Vujčić added that the rest of the inflation will be generated from entirely different sources, primarily the prices of energy. He expects that the first half of this year will see strong inflationary pressure whereas “deflating” is expected in the second half.
Vujčić said that the best prevention against prices increasing is competition, adding that state intervention is only justifiable where monopolies exist. In the months prior to and after introducing the euro, consumers have to avoid those who increase their prices and buy from those who don’t, he said, believing that the best protection against price increases is showing prices in both kuna and euro.
With regard to losing monetary sovereignty once Croatia enters the euro area, Vujčić recalled that the central bank has been maintaining a fixed exchange rate since the 1990s.

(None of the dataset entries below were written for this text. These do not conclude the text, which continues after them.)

PR #33347, opened 2019-10-23
fix(compiler): do not throw when using abstract directive from other compilation unit

devversion:
Libraries can expose directive/component base classes that will be
used by consumer applications. Using such a base class from another
compilation unit works fine with "ngtsc", but when using "ngc", the
compiler will thrown an error saying that the base class is not
part of a NgModule. e.g.

```
Cannot determine the module for class X in Y! Add X to the NgModule to fix it.
```

This seems to be because the logic for distinguishing directives from
abstract directives is scoped to the current compilation unit within
ngc. This causes abstract directives from other compilation units to
be considered as actual directives (causing the exception).

### DIFF
--- a/packages/compiler-cli/test/ngc_spec.ts
+++ b/packages/compiler-cli/test/ngc_spec.ts
@@ -2308,5 +2308,32 @@ describe('ngc transformer command-line', () => {
       let exitCode = main(['-p', path.join(basePath, 'tsconfig.json')], errorSpy);
       expect(exitCode).toEqual(0);
     });
+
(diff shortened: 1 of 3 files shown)


alxhub (approved):

devversion:
Caretaker note: Can you please run presubmit for this PR to get it green? Thanks!

AndrewKushnir:
- [VE Presubmit](http://test/OCL:276308591:BASE:276308644:1571853370897:be404c05)
- [Ivy Presubmit](http://test/OCL:276308591:BASE:276308792:1571853411724:aaa24b62)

Hence, it is not using it actively as a monetary policy instrument, considering that a 10 percent depreciation of the kuna against the euro, due to the high level of ”euro-zation” of the economy and households, the debt for all sectors in Croatia would increase by more than HRK 50 billion whereas appreciation of the kuna would disrupt the Croatian economy’s competitiveness, that is exports, said Vujčić.
He revealed that fairly reliable data indicate that citizens are holding as much as HRK 36 billion in cash. He called on citizens to deposit cash in banks which would facilitate conversion once Croatia enters the euro area.